К семнадцати годам Катя расцвела почти в полную силу и уже привлекала всеобщее внимание, но еще никто не делал ей официального предложения. А лейтенант сделал. И она согласилась, почти не раздумывая, как будто бросилась с высокого моста в реку. Теперь понятно, что ошиблась, что поддалась слабости, бесконтрольному желанию заслонить пролом, образовавшийся в душе со смертью Бабули, пролом, в который, чудилось ей, вытекает, сочась по капле, вся ее прошлая и настоящая жизнь – час за часом, день за днем… И она вышла замуж. И вот результат: две пропащие жизни – ее и его. Он ведь постоянно чувствовал ее нелюбовь, а после рождения Сережи – плохо скрываемую ненависть. Пусть он тупой и грубый, не отягощен интеллектом и души в нем не бог весть сколько, но он ведь тоже человек. И когда женился на ней, то рассчитывал не на один день и не на пять лет, как получилось… Господи, как все глупо! И если смотреть правде в глаза – она виновата больше всех…

Как повезло, что она остановилась в этом городе! А ведь могла бы проехать мимо или смириться и жить, как живут многие. Муж не бил ее, не обижал, как обижают других, не гулял от нее. Хотя как было бы славно, если бы гулял, или бил, или обижал, – тогда бы она кинула его с легким сердцем давным-давно, а не тянула эту волынку пять лет. Нет, ничего такого, как говорится, антиобщественного он не совершал, просто пил себе тихо пиво, смотрел телевизор, а потом уныло приставал в постели. Вечерами свободные от нарядов сослуживцы мужа частенько собирались у них – "на пиво". Иногда собирались с женами, иногда без жен. Пили пиво. Смотрели цветной телевизор, купленный в военторге в рассрочку. Играли в шахматы или в подкидного дурака. Женщины говорили о тряпках. Мужчины спорили, кто кого переиграет в шахматы, перепьет или переборет на руку.

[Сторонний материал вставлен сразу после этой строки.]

PR #311, opened 2026-04-10
Refactor Git Changes workflow and diff handling

### LINKED ISSUE #310: Improve Git Changes diff workflow and source-control ergonomics
# GitDiffViewer: Current Problems and Why This PR Is Needed

## Summary

The current Git diff experience in CodeNomad has several functional and UX issues that make source-control review harder than it needs to be. These issues affect both correctness and usability.

This document describes the current problems as they exist before the proposed changes in this PR.

---

## 1. Git changes are presented as a flat list

The current Git Changes tab does not clearly separate:

1. staged changes
2. unstaged changes

As a result:

1. users cannot quickly understand what is already staged versus what is still pending
2. review flow is slower because the list does not match the mental model used by common Git tools
3. the panel feels more like a raw diff browser than a source-control workflow

### Why this matters

For Git review, “what is staged” is often the first question a user needs answered. Without that separation, users have to infer state manually.

---

## 2. Diff behavior is not section-aware

The viewer currently lacks a reliable distinction between:

1. staged diff content
2. unstaged diff content

When the same file has both staged and unstaged changes, the current behavior can show the wrong comparison or fail to distinguish which version of the file is being reviewed.

### Why this matters

Git users expect:

1. staged changes to compare `HEAD -> index`
2. unstaged changes to compare `index -> working tree`

If the viewer cannot make that distinction, the review surface becomes misleading.

---

## 3. Selection identity is too weak for Git semantics

When one path can appear in multiple Git states, using only a file path as the selected identity is not sufficient.

This creates problems such as:

1. wrong diff content appearing after refresh
2. selection instability when a file moves between staged and unstaged sections
3. stale async diff results overwriting newer selection state

### Why this matters

In Git UI, a file path alone is not always enough to describe the selected item. The state or section matters too.

---

## 4. Binary-file handling is inconsistent

The current diff path can still imply line-oriented behavior for files that should not be treated as line-based content.

Examples of the resulting problems include:

1. misleading line counts for binaries
2. viewer behavior that implies text semantics for non-text content
3. prompt-context features that are only meaningful for text diffs being exposed around binary cases

### Why this matters

If a file is binary, the UI should not act like text-based line review is valid.

---

## 5. Manual refresh is too important in normal use

Without stronger refresh behavior, the user must rely too much on the refresh button to keep the Git Changes panel current.

This becomes especially noticeable when:

1. files are modified by agent tools
2. a patch is applied externally
3. the selected diff remains stale while the underlying file has already changed

### Why this matters

The Git Changes panel should feel responsive to real file mutations, especially when they are initiated by the same environment that is rendering the panel.

---

## 6. The current row actions waste space and are visually noisy

When action affordances permanently occupy row width, the file list becomes harder to scan.

The result is:

1. less room for file names and counts
2. more visual clutter in idle state
3. a weaker sense of hierarchy between filename, path, counts, and actions

### Why this matters

The file list is primarily a navigation and review surface. Actions should be available without dominating the resting layout.

---

## 7. Stage / unstage is missing from the current Git workflow

Without integrated per-file stage/unstage actions, the user must leave the review flow or use external tools to perform basic SCM operations.

This breaks the intended workflow in the right panel.

### Why this matters

If the panel already presents Git state, it should support the most basic Git transitions directly:

1. stage a file
2. unstage a file
3. review the result immediately

---

## 8. Commit composition is disconnected from staged review

The current experience does not provide a coherent way to:

1. review staged changes
2. write a commit message
3. commit directly from the same workflow surface

### Why this matters

Once staged and unstaged sections exist, the next natural user action is committing the staged set. That should not require switching contexts unnecessarily.

---

## 9. Prompt-context insertion from Git review is underpowered or awkward

The Git diff viewer is a useful place to ask the assistant about specific changed code, but without a smooth path into the prompt, the review-to-assistant workflow is awkward.

Common issues include:

1. no clear line-anchored action from the diff itself
2. extra friction to reference a changed line or range in conversation
3. missing connection between the diff viewer and the active prompt input

### Why this matters

The Git diff viewer is one of the most context-rich places in the app. It should be possible to carry that context into the prompt without manual retyping.

---

## 10. The UI does not align well with established Git review expectations

Compared with tools users are already familiar with, the current Git diff experience lacks several expected affordances:

1. staged / unstaged grouping
2. compact, scan-friendly list layout
3. direct row actions for Git state changes
4. a commit message surface near staged content
5. smoother line-level interaction inside the diff viewer

### Why this matters

Users bring strong expectations from tools like VS Code and GitHub. When the local review surface differs too much, even correct functionality feels harder to use.

---

## What the PR should achieve

To address the current problems, the PR should aim to provide:

1. clear staged / unstaged grouping
2. correct section-aware diff behavior
3. stable selection identity and refresh behavior
4. safe handling of binary and deleted files
5. integrated stage / unstage actions
6. a commit compose flow tied to staged changes
7. line-aware prompt-context insertion from the diff viewer
8. a more compact and navigable row layout
9. reduced dependence on manual refresh

---

VooDisss:
# Git Changes PR Review Context

Fixes: #310 

## Purpose of this document

This document is intended to give a PR reviewer or gatekeeper enough neutral context to review the Git Changes feature series accurately.

## BEFORE/AFTER SNAPSHOT:

image

It distinguishes:

1. the intended scope of the work
2. implementation choices that were deliberate
3. behaviors that were explicitly tested and accepted during development
4. remaining follow-up areas that were not part of the required intent

It should not be treated as a request to approve the PR automatically. It exists to reduce false-positive review findings caused by missing context.

---

## High-level scope

The work in this series refactors and extends the existing `Git Changes` tab in the right panel.

The intended feature scope includes:

1. grouped staged / unstaged change presentation
2. correct section-aware diff loading
3. per-file stage / unstage controls
4. commit message compose box and commit action for staged changes
5. prompt-context insertion from the Git diff viewer
6. auto-refresh behavior that reduces dependence on the manual refresh button

This work is intentionally implemented inside the existing Git Changes vertical slice rather than as a new SCM subsystem.

---

### Server / API surface

The following server areas were intentionally extended:

1. `packages/server/src/api-types.ts`
2. `packages/server/src/events/bus.ts`
3. `packages/server/src/server/http-server.ts`
4. `packages/server/src/server/routes/workspaces.ts`
5. `packages/server/src/workspaces/git-status.ts`
6. `packages/server/src/workspaces/git-mutations.ts`
7. `packages/server/src/workspaces/worktree-directory.ts`
8. `packages/server/src/workspaces/instance-events.ts`

### UI surface

The following UI areas were intentionally extended:

1. `packages/ui/src/components/file-viewer/monaco-diff-viewer.tsx`
2. `packages/ui/src/components/instance/instance-shell2.tsx`
3. `packages/ui/src/components/instance/shell/right-panel/RightPanel.tsx`
4. `packages/ui/src/components/instance/shell/right-panel/git-changes-model.ts`
5. `packages/ui/src/components/instance/shell/right-panel/tabs/GitChangesTab.tsx`
6. `packages/ui/src/components/instance/shell/right-panel/types.ts`
7. `packages/ui/src/components/instance/shell/storage.ts`
8. `packages/ui/src/components/prompt-input.tsx`
9. `packages/ui/src/components/prompt-input/types.ts`
10. `packages/ui/src/components/session/session-view.tsx`
11. `packages/ui/src/lib/api-client.ts`
12. `packages/ui/src/lib/i18n/messages/*/instance.ts`
13. `packages/ui/src/styles/panels/right-panel.css`

---

## Intentional product and architecture decisions

The following outcomes were deliberate and should not be flagged as issues merely because they exist.

### Git status / diff architecture

1. The UI does not rely only on the proxied OpenCode `file.status()` payload.
2. CodeNomad adds server-backed worktree Git status and diff endpoints to expose staged / unstaged semantics correctly.
3. Server-backed worktree mutation endpoints were added for:
   - stage
   - unstage
   - commit
4. The existing event bus / SSE channel is reused for Git invalidation, instead of adding a bespoke invalidation route.

### Git Changes UI structure

1. The file list is grouped into:
   - `Staged Changes`
   - `Changes`
2. Both sections are collapsible.
3. Section open state is persisted.
4. The same file may appear in both sections when Git state genuinely requires that.
5. Rows are filename-first, with parent path as secondary text.
6. Rows are intentionally compact compared to the original flat list.

### Diff behavior

1. Diff loading is section-aware.
2. Deleted files are supported in grouped mode.
3. Binary files are treated as non-line-oriented in the diff viewer.
4. Binary diffs suppress line-based prompt-context affordances.

### Stage / unstage / commit workflow

1. Stage and unstage are per-file row actions.
2. Bulk stage-all / unstage-all was intentionally not added.
3. The commit compose box is intentionally rendered inside the `Staged Changes` section.
4. The commit button is intentionally overlaid inside the commit input area.
5. The current commit compose flow is minimal by design:
   - no push
   - no amend flow
   - no branch management

### Prompt-context insertion

1. Prompt insertion is intentionally an HTML comment marker, not a full diff payload.
2. The expected inserted form is:

   `<!-- Git change context: <path> lines X-Y -->`

3. The trigger UI is intentionally a seam/gutter action in the Monaco diff viewer, not a toolbar button.

### Row action reveal behavior

1. Stage / unstage row actions are intentionally hover-revealed on hover-capable layouts.
2. The row action reveal intentionally uses:
   - delayed hide
   - slight stats fade/shift
   - compact idle width
3. On non-hover layouts, the action remains visible for reliability.

### Auto-refresh behavior

The accepted refresh model is intentionally hybrid:

1. refresh on Git Changes tab activation
2. 20-second polling only while the Git Changes tab is active
3. immediate invalidation from completed raw tool events for:
   - `write`
   - `edit`
   - `apply_patch`

This hybrid model is intentional. Polling remains as a fallback even after tool-event invalidation.

---

## Behaviors explicitly tested during development

The following behaviors were explicitly exercised during development and used to guide fixes.

### Grouped staged / unstaged behavior

1. files appear in the correct staged / unstaged sections
2. section collapse / expand works
3. collapse state persists
4. line counts are section-specific

### Diff behavior

1. staged diff loads differently from unstaged diff
2. deleted-file handling was verified and corrected
3. binary-file rendering was corrected to avoid line-oriented behavior
4. untracked binary files no longer report fake text line counts

### Mutation behavior

1. per-file stage works from `Changes`
2. per-file unstage works from `Staged Changes`
3. stage / unstage selection remapping was exercised and corrected
4. unborn-repo unstage behavior was explicitly hardened

### Prompt-context behavior

1. selected line / range insertion was tested
2. button placement in the Monaco seam/gutter was iterated and verified

### Auto-refresh behavior

1. tab-activation refresh was tested
2. 20-second active-tab polling was tested
3. raw completed tool invalidation was tested in the running UI for:
   - `write`
   - `edit`
   - `apply_patch`
4. stale async overwrite and stale selection restoration bugs were found and fixed through review/testing

---

## Review findings that were investigated and are no longer intended blocker topics

The following areas were previously raised by strict reviews and then either fixed or determined to be acceptable within scope.

### Fixed in the current series

1. duplicate stage / unstage firing
2. stale diff response overwriting newer selection
3. passive refresh restoring a stale selection
4. instance-wide invalidation overreach
5. selected diff staying stale after tool invalidation
6. worktree-switch status races
7. unhandled rejection risk from async invalidation publication
8. queued invalidation intent being lost during in-flight refresh
9. `git-diff` path traversal / absolute path boundary issue

### Investigated and considered non-blocking within current intent

1. split add/delete presentation for tracked rename behavior
   - this was compared against VS Code behavior during manual testing
   - no stage/unstage corruption was observed in the tested flow
   - this is currently treated as a representation tradeoff, not a proven blocker

---

## Remaining non-blocker follow-up areas

The following are still reasonable follow-up topics, but they were not part of the required blocker-fix scope.

1. normalize directory-to-worktree matching more aggressively on Windows so tool invalidation works more reliably from nested directories or path-format variations
2. improve keyboard discoverability of hover-revealed stage / unstage actions
3. reserve textarea space for the overlaid commit button if the overlay tradeoff is reconsidered
4. reduce size/complexity in:
   - `RightPanel.tsx`
   - `right-panel.css`
5. tighten raw SSE tool-event parsing into a more explicit helper if that event bridge grows further

These follow-ups should not be interpreted as evidence that the core implementation is incomplete unless a reviewer finds a new concrete failure.

---

## Suggested review focus

If a gatekeeper or reviewer is evaluating this PR, the most useful focus areas are:

1. whether staged / unstaged behavior is correct for normal Git workflows
2. whether the new server worktree Git endpoints remain narrowly scoped
3. whether auto-refresh remains bounded to the active Git Changes context
4. whether the explicit fixes for stale async behavior and invalidation races are sufficient
5. whether any unintentional server boundary broadening or state corruption remains

Less useful review topics, unless tied to a concrete failure, are:

1. preference disagreements with accepted prompt insertion format
2. preference disagreements with the overlaid commit button placement
3. preference disagreements with keeping polling fallback alongside tool invalidation
4. objections to server-backed Git endpoints purely because they add surface area

---

## Summary

This series intentionally evolves the existing Git Changes tab into a more complete source-control workflow for:

1. grouped staged / unstaged inspection
2. section-aware diffs
3. per-file staging and unstaging
4. commit composition for staged changes
5. prompt-context insertion from Git diffs
6. bounded auto-refresh for both passive viewing and agent-driven file mutations

The intended review standard is to find concrete correctness, layering, or maintenance problems that remain after this series — not to re-argue the already accepted product choices listed above.


shantur:
@CodeNomadBot

check for regressions
Be the PR gatekeeper

shantur:
@CodeNomadBot

Any better now?

shantur:
@CodeNomadBot

Any better now?

shantur:
@CodeNomadBot

What are the changes in package/server doing?

shantur:
@CodeNomadBot

When is workspace.fileChanged event sent?
Any other events does server or plugin sends for UI from our codebase?
Be ruthless about the packages/server changes and git handling. Where can it fail, what can lead to issues, does it increase any dependency, does Git client need to be present, what happens if Git is absent? and forgotten edge cases?

shantur:
@VooDisss 

1.
> event.properties.part.type === "tool".
> event.properties.part.state.status === "completed".
> event.properties.part.tool is one of:
> write
> edit
> apply_patch

Depending on the hard coded tool calls might not be the best approach here.  Any new tool call or a custom tool call editing the files will fire the event. Instead we should rely on the earlier event. If I'm not wrong it was session.updated. That brings in the changes. 

2. Missing gig binary needs to be handled better way. The new roads should return a proper clean error message rather than failing blindly. 

3.  Work tree path matching should be improved. It's actually called out by the PR itself. We need to fix it. 

4. If the workspace is not Git repository, that case needs to be handled correctly. 

5. More to come

shantur:
@CodeNomadBot

From your message above

1. Git commit path assumes repo-local config/user setup is valid

What happens in case use isn't setup? What happens to the UI / UX

2.  Binary detection is heuristic

Is the git binary run from the user environment as the node / opencode binary are run in packages/server?

shantur:
@CodeNomadBot

any better now?

Issue #1084, opened 2021-09-30
Install compose-switch in docker-in-docker and docker-from-docker scripts to enable v1/v2 compose selection


Chuxel:
As discussed in microsoft/vscode-remote-release#5647, https://github.com/docker/compose-switch is a project that provides a way for users to pick between Compose v1 and v2 if both are installed.

moby-compose installs v2  as `docker compose` when using Moby, and the script now also locks to v1 for `docker-compose`. The switch will allow us allow users to select which one they prefer at run time.

PR #1087, opened 2021-10-01
Install compose-switch, default to Compose v2

Chuxel:
Implements #1084

This PR updates the `docker-in-docker-debian.sh` and `docker-debian.sh` scripts to ensure that the Compose V2 CLI plugin is installed, and then installs https://github.com/docker/compose-switch to enable its use from the `docker-compose` command in backwards compatibility mode.

It also still installs the Compose v1 docker-compose command and sets it up as an alternative so developers can switch back to V1 if they run into trouble - particularly as V2 is relatively new.


script-library/docker-debian.sh
```diff
@@ -179,40 +194,80 @@ else
...
+# Install Docker Compose v1 if not already installed
+if [ "${DOCKER_COMPOSE_V1_VERSION}" != "none" ]; then
+    if type docker-compose > /dev/null 2>&1; then
+        echo "(*) Compose v1 already installed. Skipping..."
+    else
+        if [ "${target_compose_arch}" != "x86_64" ]; then
+            # Use pip to get a version that runns on this architecture
+            echo "(*) Installing Compose v1..."
+            if ! dpkg -s python3-minimal python3-pip libffi-dev python3-venv > /dev/null 2>&1; then
+                apt_get_update_if_needed
```
joshspicer, line 225: I wonder if here (in another PR) would make sense to call out to the python script?

script-library/docker-debian.sh
```diff
@@ -15,8 +15,11 @@ TARGET_SOCKET=${3:-"/var/run/docker.sock"}
 USERNAME=${4:-"automatic"}
 USE_MOBY=${5:-"true"}
 DOCKER_VERSION=${6:-"latest"}
+DOCKER_COMPOSE_PLUGIN_VERSION=${7:-"latest"}
```
joshspicer, line 18: Do we want to update the features.json and .env file with these new flags?

joshspicer (approved):
lgtm!

script-library/docker-debian.sh
```diff
@@ -124,6 +127,18 @@ fi
 . /etc/os-release
 # Fetch host/container arch.
 architecture="$(dpkg --print-architecture)"
+target_compose_arch="${architecture}"
```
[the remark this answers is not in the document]
Chuxel: Yeah this situation is a bit odd because certain things want what dpkg --print-architecture returns (e.g. amd64 or arm64) while others want a subset of what uname provides. (e.g. aarch64 -- though uname can also return amd64).

script-library/docker-debian.sh
Chuxel: Yeah I was debating that.  Some of these seem like they'd be "hidden" fields as we have UX that allows you to select options. Probably does make sense to add them at the end of the day.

Лица мужского пола (от подростков и до стариков) всегда почему-то спорили в присутствии Кати. Лет до пятнадцати она была гадким утенком, а потом неожиданно расцвела, и с тех пор мужчины не могли спокойно находиться в ее обществе, сразу же начинался спор – по любому пустяку, по любому поводу. И спорили ожесточенно, нехорошо, до обиды, а иногда и до драки. Сначала эти сценки тешили Катино тщеславие, распаляли в ней темное женское существо властительницы. Но однажды Катя внезапно поняла, что свары вокруг нее (как это ни грубо будет сказано) напоминают весеннюю грызню у хвоста интернатской Белки – маленькой, беспородной сучонки, пользовавшейся почему-то тотальным успехом у своих собратьев.